Die "Rückständigkeit" des Okzidents gegenüber dem Orient ist ein Topos, der zwar – zeitweise – einen wahren Kern enthält, aber letztlich aus derselben überzeichnenden Feder stammt wie der des "dunklen" Mittelalters. Freely, Bachrach, Frangenberg und viele andere Autoren vieler Disziplinen haben gezeigt, dass längst nicht alles Wissen der Griechen und Römer erst im Zuge der Kreuzzüge neu entdeckt werden musste. Und, dass es schon im Hochmittelalter eine eigenständige okzidentalische Wissenschaft gab, und im 15. Jahrhundert der Wissenstransfer von Ost nach West durch ein Gleichgewicht abgelöst wurde.
Von einer "weiten" kulturellen, wirtschaftlichen und politischen Überlegenheit des islamischen Kulturkreises bis ins 17. Jahrhundert zu sprechen, ist meines Erachtens falsch.
Aber selbst wenn Al-Abboud mit ihrer These Recht haben sollte – und spätestens hier fängt die Politik an –, heißt das noch lange nicht, dass ihre Schlussfolgerungen korrekt sind. Um, wie Al-Abboud behauptet, aus Neid anti-islamische Topoi zu verinnerlichen, hätten die Europäer mit dieser Überlegenheit des Orients überhaupt erst einmal in Kontakt kommen müssen. Und ein solcher Kontakt fand einfach nicht statt in einer Zeit, als die meisten Menschen in dem Haus starben, in dem sie geboren worden waren. Er beschränkte sich auf eine kulturschaffende Elite, die (siehe weiter unten) durchaus differenziert dachte.

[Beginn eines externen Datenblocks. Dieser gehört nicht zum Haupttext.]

PR #540, opened 2024-01-16
Config Download

aphralG:
### Proposed changes

Added: 
 - Download File using GetFilesMetaData() & GetFile()
 - Cache to be used to check if file needs to be downloaded or is current version on disk the latest 
 

### Checklist


internal/datasource/os/files_test.go
```diff
@@ -0,0 +1,235 @@
...
+}
+
+func createProtoTime(timeString string) (*timestamppb.Timestamp, error) {
+	time, err := time.Parse(time.RFC3339, timeString)
+	protoTime := timestamppb.New(time)
+
+	return protoTime, err
+}
+
+func createCacheFile(t *testing.T, cachePath string) map[string]*instances.File {
```
dhurley, line 196: remove *testing.T from the function parameters. The asserts should only be done in the actual tests and not helper functions. This function should return an error of the test that calls it should assert the error.

internal/client/http_config_client.go
```diff
@@ -0,0 +1,120 @@
...
+//go:generate go run github.com/maxbrunsfeld/counterfeiter/v6@v6.7.0 -generate
+//counterfeiter:generate -o mock_http_config_downloader.go . HttpConfigDownloaderInterface
+//go:generate sh -c "grep -v github.com/nginx/agent/v3/internal/client mock_http_config_downloader.go | sed -e s\\/client\\\\.\\/\\/g > mock_http_config_downloader_fixed.go"
+//go:generate mv mock_http_config_downloader_fixed.go mock_http_config_downloader.go
+type HttpConfigDownloaderInterface interface {
+	GetFilesMetadata(filesUrl string, tenantID uuid.UUID) (*instances.Files, error)
+	GetFile(file *instances.File, filesUrl string, tenantID uuid.UUID) (*instances.FileDownloadResponse, error)
+}
+
+type HttpConfigDownloader struct {
```
dhurley, line 32:
```suggestion
type HttpConfigClient struct {
```

internal/datasource/os/files.go
```diff
@@ -0,0 +1,145 @@
...
+	}
+
+	return &FileSource{
+		configDownloader: fileSourceParameters.configDownloader,
+	}
+}
+
+func WriteFile(fileContent []byte, filePath string) error {
+	if _, err := os.Stat(filePath); os.IsNotExist(err) {
+		slog.Debug("File does not exist, creating")
```
dhurley, line 46:
```suggestion
		slog.Debug("File does not exist, creating new file", "file", filePath)
```

internal/datasource/os/files_test.go
```diff
@@ -0,0 +1,154 @@
...
+
+	err = os.Remove(filePath)
+	assert.NoError(t, err)
+	assert.NoFileExists(t, filePath)
+}
+
+func TestReadCache(t *testing.T) {
+	instanceId, err := uuid.Parse("aecea348-62c1-4e3d-b848-6d6cdeb1cb9c")
+	assert.NoError(t, err)
+	cachePath := fmt.Sprintf("/tmp/%v/cache.json", instanceId.String())
```
olli-holmala, line 45:
```suggestion
	cachePath := fmt.Sprintf("/tmp/%s/cache.json", instanceId.String())
```

internal/datasource/os/files_test.go
```diff
@@ -0,0 +1,154 @@
...
+	time, err := time.Parse(time.RFC3339, timeString)
+	protoTime := timestamppb.New(time)
+
+	return protoTime, err
+}
+
+func createCacheFile(cachePath string) (map[string]*instances.File, error) {
+	timeFile1, err := createProtoTime("2024-01-08T13:22:23Z")
+	if err != nil {
+		return nil, fmt.Errorf("error creating time, error: %v", err)
```
olli-holmala, line 108:
```suggestion
		return nil, fmt.Errorf("error creating time, error: %w", err)
```

internal/datasource/os/files_test.go
olli-holmala: More context for cryptic percent string formatting: https://gobyexample.com/string-formatting

internal/datasource/os/files_test.go
```diff
@@ -0,0 +1,154 @@
...
+
+func createProtoTime(timeString string) (*timestamppb.Timestamp, error) {
+	time, err := time.Parse(time.RFC3339, timeString)
+	protoTime := timestamppb.New(time)
+
+	return protoTime, err
+}
+
+func createCacheFile(cachePath string) (map[string]*instances.File, error) {
+	timeFile1, err := createProtoTime("2024-01-08T13:22:23Z")
```
olli-holmala, line 106: nit:
```suggestion
	fileTime1, err := createProtoTime("2024-01-08T13:22:23Z")
```
`timeFile` sounds like the type is a `*os.File` instead of a `time.Time`.

internal/datasource/os/files.go
```diff
@@ -0,0 +1,69 @@
...
+
+	"github.com/nginx/agent/v3/api/grpc/instances"
+)
+
+func WriteFile(fileContent []byte, filePath string) error {
+	if _, err := os.Stat(filePath); os.IsNotExist(err) {
+		slog.Debug("File does not exist, creating new file", "file", filePath)
+		err = os.MkdirAll(path.Dir(filePath), 0o750)
+		if err != nil {
+			return fmt.Errorf("error creating directory, directory: %v, error: %v", path.Dir(filePath), err)
```
olli-holmala, line 25: Maybe lower the verbosity of the error messages slightly (leads to shorter log entries later)?
```suggestion
			return fmt.Errorf("error creating directory %s: %w", path.Dir(filePath), err)
```
Same applies to the error on line 31.

internal/datasource/os/files.go
```diff
@@ -0,0 +1,69 @@
...
+	err := os.WriteFile(filePath, fileContent, 0o644)
+	if err != nil {
+		return fmt.Errorf("error writing to file, filePath: %v, error:%v", filePath, err)
+	}
+	slog.Debug("Content written to file", "filePath", filePath)
+
+	return nil
+}
+
+func ReadInstanceCache(cachePath string) (map[string]*instances.File, error) {
```
olli-holmala, line 38: What's the reason why we are using a `map[string]*instances.File` instead of introducing a `struct` with `path` and `file` fields/attributes? As a caller of this code, I won't know that the key to this map represents a file path without looking at the unit tests for this file.

internal/datasource/config_writer.go
```diff
@@ -0,0 +1,90 @@
...
+	}
+
+	return currentConfigApply, skippedFiles, err
+}
+
+func isFilePathValid(filePath string) bool {
+	if filePath != "" && !strings.HasSuffix(filePath, "/") {
+		return true
+	}
+	return false
```
olli-holmala, line 78:
```suggestion
	return filePath != "" && !strings.HasSuffix(filePath, "/")
```

olli-holmala: Might need parentheses, not sure 😅

internal/datasource/config_writer.go
```diff
@@ -0,0 +1,90 @@
...
+}
+
+func doesFileRequireUpdate(lastConfigApply map[string]*instances.File, fileData *instances.File) (latest bool) {
+	if lastConfigApply != nil && len(lastConfigApply) > 0 {
+		fileOnSystem, ok := lastConfigApply[fileData.Path]
+		if ok && !fileData.LastModified.AsTime().After(fileOnSystem.LastModified.AsTime()) {
+			return false
+		}
+		return true
```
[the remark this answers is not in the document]
olli-holmala: Side note: let's never use `!fileData.LastModified.AsTime().After(fileOnSystem.LastModified.AsTime())` in the future, when we could just use `fileData.LastModified.AsTime().Before(fileOnSystem.LastModified.AsTime())`

internal/datasource/config_writer.go
```diff
@@ -0,0 +1,90 @@
...
+func (cw *ConfigWriter) Write(lastConfigApply map[string]*instances.File, filesUrl string, tenantID uuid.UUID) (currentConfigApply map[string]*instances.File, skippedFiles map[string]struct{}, err error) {
+	currentConfigApply = make(map[string]*instances.File)
+	skippedFiles = make(map[string]struct{})
+
+	filesMetaData, err := cw.configDownloader.GetFilesMetadata(filesUrl, tenantID)
+	if err != nil {
+		return nil, nil, fmt.Errorf("error getting files metadata, filesUrl: %v, error: %v", filesUrl, err)
+	}
+
+filesLoop:
```
olli-holmala, line 43: Are we sure that `filesLoop` is necessary, as there is only one loop? My understanding was that named loops are used to break or continue an outer loop when in an inner loop 🤔

internal/datasource/os/files_test.go
aphralG: I think I got them all let me know if I missed some

internal/datasource/os/files_test.go
aphralG: I think I fixed all the errors let me know if not

internal/datasource/os/files.go
aphralG: Discussed this with Olli and Donal and decided to use an Alias for `map[string]*instances.File ` so its clearer what the map is

internal/datasource/config_writer.go
aphralG: Think this was left in by accident, Thank you!

internal/datasource/config_writer.go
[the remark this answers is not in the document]
aphralG: I've made the change with the return but want to see can I make it better as its hard to read at the moment with the `not after`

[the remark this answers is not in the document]
aphralG: `fileOnSystem.LastModified.AsTime().Before(fileData.LastModified.AsTime())` is used now instead

internal/client/http_config_client.go
```diff
@@ -0,0 +1,114 @@
...
+	GetFile(file *instances.File, filesUrl string, tenantID uuid.UUID) (*instances.FileDownloadResponse, error)
+}
+
+type HttpConfigClient struct {
+	httpClient http.Client
+}
+
+func NewHttpConfigClient() *HttpConfigClient {
+	httpClient := http.Client{
+		Timeout: time.Second * 10,
```
oliveromahony, line 38: can you move this to a config setting?

internal/datasource/os/files.go
```diff
@@ -0,0 +1,72 @@
...
+	"fmt"
+	"log/slog"
+	"os"
+	"path"
+
+	"github.com/nginx/agent/v3/api/grpc/instances"
+)
+
+// map of files with filepath as key
+type FileCache = map[string]*instances.File
```
oliveromahony, line 21: should this type be visible outside of this file?

aphralG: Yes as its needed in config writer

oliveromahony (approved):

internal/datasource/config_writer.go
```diff
@@ -0,0 +1,96 @@
...
+)
+
+type (
+	Client struct {
+		Timeout time.Duration
+	}
+
+	ConfigWriterParameters struct {
+		configDownloader client.HttpConfigClientInterface
+		client           Client
```
dhurley, line 29:
```suggestion
		Client           Client
```

dhurley (approved):

PR #542, opened 2024-01-18
Add update instance config endpoint

dhurley:
### Proposed changes
- Add update instance config endpoint.
- Add instance monitor plugin.

### Checklist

Al-Abboud ignoriert auch eine sehr viel naheliegendere Erklärung für die von ihr ausgemachte Islamophobie mittelalterlicher und frühneuzeitlicher christlicher Quellen. Die Kontakte des Okzidents mit dem Orient waren meist kriegerischer Natur, und entsprechend fiel der Tenor aus. Umgekehrt funktionierte das genauso, wie Maalouf in 'Der Heilige Krieg der Barbaren' gezeigt hat. Die Muslime kannten die Christen ebenfalls v.a. aus kriegerischen Zusammenstößen, folglich äußerten sich ihre Chronisten nicht positiver über sie. Wie es scheint, taugen Kriege nicht als Mittel zur Völkerverständigung.
Und damit ist noch nichts gesagt über Al-Abbouds Ansinnen, eine bruchfreie Linie ziehen zu wollen von der Kreuzzugspropaganda eines Bernhard von Clairvaux zu der Zustimmung, die eine Marine Le Pen bei Wahlen erfährt. Das ist die identitätspolitische Komponente: das Bild des Weißen, der Rassist sein muss, ob er will oder nicht, ob er es bemerkt oder nicht, weil seine Kultur strukturell rassistisch sei. Wie kam es dann aber zu Phänomenen wie der Turquerie? Über Jahrhunderte war alles Orientalische in der Oberschicht v.a. Frankreichs und Englands positiv besetzt. Es herrschte eine regelrechte Begeisterung für den Orient. Man verschlang alles, was man an Literatur in die Finger bekam, erstand Möbel, Kunstwerke und Pflanzen, kleidete sich mitunter sogar orientalisch. Sieht so jahrhundertalte Islamophobie aus?